Sigfox openly expressed that it has been hit by a slower-than-expected cycle for its technology — a global 0G telecommunication standard made to listen to billions of objects broadcasting data, without the need to maintain network connections. Financial difficulties were associated with the COVID-19 pandemic which eventually caused a slowdown in business activity. Analysts and Sigfox spectators highlighted that they were not hitting its network subscriber targets.

The Sigfox USA filing is said to be separate from its parent’s receivership and sale in France. The US assets are pegged at almost $85 million that will be sold off to pay creditors. Since launching in the US in 2015, Sigfox has struggled continually to deliver comprehensive IoT roaming cases, despite the big aspirations of point-to-point coverage for transferring small messages as well as increasing and guaranteeing the security of networks and exchanges to stabilize the digitalized economy, among others.

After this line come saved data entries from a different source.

PR #870, opened 2024-03-15
Fix generic workflow queue entry execute method

### LINKED ISSUE #869: GenericWorkflowQueueEntry execute method loops infinitely
I found an issue when using the GenericWorkflowQueueEntry class.

The `execute` method of the `GenericWorkflowQueueEntry` class  should stop  when the worfklow hardware object `state` is changed to `ON`, but in the current implementation the `execute` method enters an infinite loop and is never marked as completed

fhernandezvivanco:
Resolves #869


rhfogh (commented):
Looking at the code, the  original intent seems to be that the test is done on workflow_running, and that the change with changes of state are dealt with by the workflow_state_handler. If that is not working properly (as apparently it is not) it would be preferable to either fix the workflow-state_handler (instead of just bypassing it), or removing it entirely and working off the states directly. This change is rather a short-term fix, leaving the code complicated to the next person. Could we check with @marcus-oscarsson , who apparently wrote this to start with?

marcus-oscarsson:
This was done before all hardware objects had a standardized `state`. The proposed change should in theory work for handling the state RUNNING/BUSY however the `workflow_state_handler` also handles a state called OPEN which means that the workflow requests a dialog to be displayed. I don't think the later is used today (it was used in the Qt interface with EDNA based Workflows).

I think we can try this change but we need to test it properly, and in that case remove the `workflow_state_handler` method. However if your workflow emits `stateChanged` then the `self.running` attribute should be correct, does `workflow_state_handler` get called at all ?

marcus-oscarsson:
What Id suggest is, if you feel comfortable with it (it would make the clean up work for me easier) remove the `workflow_state_handler` and the connect in `pre_execute`. Like this we have removed this obsolete piece of code and Ill  make a note to test this to make sure that the `running` state is correct in the end.

rhfogh:
@marcus-oscarsson Your last proposal sounds fine. Anyway, the GPhL workflow does not use this class, so whatever works, ...

marcus-oscarsson:
@fhernandezvivanco: What did you decide to do, are you going for the cleanup ?

fhernandezvivanco:
@marcus-oscarsson , sorry for the delay. Happy to clean the class. For some reason I misunderstood and thought you were going for the code cleanup.

marcus-oscarsson:
@fhernandezvivanco sorry to bother you with this again, do you think you can rebase this on develop ? and then Ill merge

fhernandezvivanco:
> @fhernandezvivanco sorry to bother you with this again, do you think you can rebase this on develop ? and then Ill merge

Hi Marcus, sorry for the late reply. I've rebased the branch, thanks! :)

marcus-oscarsson:
@fhernandezvivanco, Oh its me who is sorry we should have merged this ages ago !

PR #873, opened 2024-03-16
[WIP] P11 develop 2

agruzinov:
Small changes to the P11 HO after testing.

### DIFF
--- a/pyproject.toml
+++ b/pyproject.toml
@@ -1,6 +1,6 @@
 [tool.poetry]
 name = "mxcubecore"
-version = "1.77.0"
+version = "1.78.0"
 license = "LGPL-3.0-or-later"
 description = "Core libraries for the MXCuBE application"
 authors = ["The MXCuBE collaboration <mxcube@esrf.fr>"]
--- a/pyproject.toml
+++ b/pyproject.toml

A legal news source puts Boston-based Sigfox USA’s debt and assets at $149.6 million and $84.6 million, respectively. The joint bankruptcy filing is for three separate Sigfox entities in the US: Sigfox Inc, Sigfox NIP LLC, and Sigfox USA LLC. Despite this, Sigfox-branded operations in other locations are independent and unaffected by the collapse of the said markets.

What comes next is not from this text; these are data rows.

PR #874, opened 2024-03-18
DOCS: starting with the Command Package and its modules

AnnieHeroux:
Some failure during import prevented some of the modules to be rendered in the docs. WIP since I have not looks through every module. To address the issue just added a try/except around the import.

Not sure if all the methods in the classes need to have docstring. It is misleading to only have some documentation for the get_value() and is_connected() (inherited?)

### DIFF
--- a/mxcubecore/Command/Epics.py
+++ b/mxcubecore/Command/Epics.py
@@ -37,6 +37,8 @@ __license__ = "LGPLv3+"
 
 
 class EpicsCommand(CommandObject):
+    """ Epics Command """
+    
     def __init__(self, name, pv_name, username=None, args=None, **kwargs):
         CommandObject.__init__(self, name, username, **kwargs)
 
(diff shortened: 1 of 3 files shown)


fabcor-maxiv:
@AnnieHeroux, indeed... `PyTango` is only on optional dependency:

https://github.com/mxcube/mxcubecore/blob/c316987b8e480258d14a818a6642c0624662ca23/pyproject.toml#L48

We use PyTango at MAX IV, so I guess I always install it and thus probably was never bothered by the issue you encountered.

Running a command like the following should help:

```
poetry install --all-extras
```

Can you provide more details about the issue you noticed? What kind of warning and/or error message you saw? Can you provide an example of a name of a document that is not built correctly or at all?

If that is the same error/warning message that I see now, then it looks like it also impacts other things that can not be imported: `redis`, `qt`, `SpecClient`, and so on...

There might be a better way to fix this than wrapping imports within a `try` block. Let's investigate further... : )

AnnieHeroux:
I am not quite sure how to proceed with the specific site dependencies. I will leave it for now.

fabcor-maxiv:
> I am not quite sure how to proceed with the specific site dependencies. I will leave it for now.

Site-specific dependencies can be handled separately. When it is about documentation my attitude is to never get ourselves blocked on details, better have some documentation, even if incomplete or imperfect ,than no documentation at all.

fabcor-maxiv (approved):

marcus-oscarsson:
Thanks @AnnieHeroux !

PR #877, opened 2024-03-18
AbsractMultiCollect - Removed number of passes and passing number of images

marcus-oscarsson:
Passing number of images and removed number of passes

 - The MD (and not only the detector) need number of images to be passed for some scans. 
 - Removed number of passes

### DIFF
--- a/deprecated/HardwareObjects/mockup/MultiCollectMockup.py
+++ b/deprecated/HardwareObjects/mockup/MultiCollectMockup.py
@@ -157,10 +157,15 @@ class MultiCollectMockup(AbstractMultiCollect, HardwareObject):
     ):
         return
 
-    def prepare_oscillation(self, start, osc_range, exptime, npass):
+    def prepare_oscillation(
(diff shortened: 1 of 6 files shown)


rhfogh (commented):
Nice clean-up. Looks fine by me, to a quick look, but my IDE flags up some problems:

MultiCollectMockup:
- Does not implement all abstract methods.
- start_acquisition does not match superclass function parameters.

AbstractMultiCollect:
- calls to last_image_saved do not match parameters in function definition

ESRFMultiCollect:
- Does not implement all abstract methods.
- Definition of last_image_saved do not match superclass function def

LNLSCollect:
- Does not implement all abstract methods.
- signature of start_acquisition does not match superclass

marcus-oscarsson:
Thanks for the input we will try do something with these, but I don't think it matches what was done in the PR so if you don't mind we will try to address those in a followup PR

rhfogh:
Sure. :-)

marcus-oscarsson:
Created issue #890

PR #878, opened 2024-03-18
ESRF HardwareObjects -  ESRFBeamlineActions and ESRFXRFSpectrum

marcus-oscarsson:
Added ESRFBeamlineActions and ESRFXRFSpectrum courtesy @beteva, the later will probably be updated fairly soon due to the refinements ongoing in #860. Apart from that there are some general fixes.


rhfogh (commented):
I am not the right person to approve, but looks fine to a quick look.

PR #1066, opened 2024-10-31
Refactoring ISPyBClientMockup for authnentication tests

dominikatrojanowska:
The [PR](https://github.com/mxcube/mxcubeweb/pull/1455) is dependent on this one.
The change provided here allows to perform correctly authentication tests that are using CREDENTIALS_1: https://github.com/mxcube/mxcubeweb/blob/develop/test/test_authn.py#L24

### DIFF
--- a/mxcubecore/HardwareObjects/mockup/ISPyBClientMockup.py
+++ b/mxcubecore/HardwareObjects/mockup/ISPyBClientMockup.py
@@ -95,9 +95,9 @@ class ISPyBClientMockup(HardwareObject):
 
     def login(self, login_id, psd, ldap_connection=None, create_session=True):
         # to simulate wrong loginID
-        if login_id != "idtest0":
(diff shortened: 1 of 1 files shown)


fabcor-maxiv (approved):

marcus-oscarsson:
Thanks

marcus-oscarsson:
I'm sorry guys but there is an issue with this code:

`get_proposal` at this line https://github.com/mxcube/mxcubecore/pull/1066/files#diff-49fa365d70805e215a94138cdd0f725d690114c71b0c7cf53e1ab6d10d055e5fR125 will always return the same proposal regardless of login used. 

Hence logging-in with idtest1 returns the proposal of idtest0, right ? This means that the tests for `mxcubeweb` will fail. If you agree I will disable this test in `mxcubeweb` for the moment and then you can have a closer look at returning the right proposal (when you get some time)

An early player in the IoT network space, Sigfox had raised more than $300 million from investors including Salesforce, Intel, Samsung, NTT, and SK Telecom. However, the company’s finances were not able to keep up through the years and had been running low in profits, causing them to lay off numerous staff in due course. The company’s failure to launch its protocol in the US and subsequent inability to convince MNOs to adopt its technology did not help the company recuperate from its massive losses — €150 million in 2021 and €90.7 million in 2020.